8. Wetherspoons: This one from an American friend made me laugh. I’m going to leave it hanging in the air, like the smell in revamped pubs where the ghosts of spilt pints and disappointment waft up through newly laid lino.
Other contenders were Tutankhamun’s tomb, hoover bags,[1] and Boris Johnson’s political career.
Mention must be made of the discussion I had in a stairwell about whether or not we exist in a time when nothing is left alone, when we can’t accept closure. Do we really insist on cracking open seals, digging up our roots and looking at them more than in years gone by? Is a by-product of being bombarded by small parcels of information that we’re never satisfied with drawing a line? Is questioning everything endemic now? Thinking back to those avid strudlers of a century ago, Freud, Jung et al, I can’t believe that’s the case. We’ve always been Pandoras. And if the failed movement of Strudelism shows us anything, it’s that more often than not it’s best to prise, lever, unlock and open up.

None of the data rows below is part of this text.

Issue #2411, opened 2025-06-27
useForm - reset the form in onSucces shows unexpected behavior


thoresuenert:
### Version:

- `@inertiajs/react` version: 2.0.11

### Describe the problem:

I have a create form in a sheet which stays mounted after submit, i manage open/close state manually for different purposes.
After Submit in `onSuccess` i want to reset the form to the initial provided defaults (clear the form), but the default behavior is an overwrite of the defaults to the submitted data of the form.
This behavior makes totally sense because most of the time an edit form stays on the page and a create form redirect to the new data.

To opt out i provide a `form.reset()` in the `onSuccess` callback to reset the form, but the hook runs to late.

### Steps to reproduce:
```js
let form = useForm({ default: 'value'});

form.post('/some-url', {
 onSuccess: (page) => form.reset();
})
```

PR #2412, opened 2025-06-27
Allow to reset the form after successful submit and sync the defaults afterwards

thoresuenert:
Provide a Fix to #2411.

After digging into issues and code i found the following [comment from Jess Archer](https://github.com/inertiajs/inertia/issues/553#issuecomment-1700217765) which describe the steps to reproduce, but for the vue form.
Which leads me to the form helper of vue and i found different behavior vue vs react.

The critical `setDefaults(data)` in `onSuccess` was introduce by https://github.com/inertiajs/inertia/pull/2236 to fix an issue with reactivity of the isDirty prop.

### Solution:
To bring vue and react in sync an solve this bug, we have to move the `setDefaults` after running the `onSuccess` hook, which bring the reset data and the defaults in sync.

### DIFF
--- a/packages/react/src/useForm.ts
+++ b/packages/react/src/useForm.ts
@@ -129,7 +129,6 @@ export default function useForm<TForm extends FormDataType>(
             setHasErrors(false)
             setWasSuccessful(true)
             setRecentlySuccessful(true)
-            setDefaults(cloneDeep(data))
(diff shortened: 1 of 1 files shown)


pascalbaljet:
I'm closing this one in favor of #2539. It's more or less the same fix, but the implementation is a little different, and there are some additional fixes and tests.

The problem of course is in the ‘never.’ It’s always hard to justify a never. Although I think we can safely say there are two things that fall into this category: Schrödinger’s Box and strudels.
[1] Except when you have to hunt through dust and detritus for that tiny brass key to a locked box of unknown contents which you’ve just sucked up whilst enthusiastically cleaning out a drawer.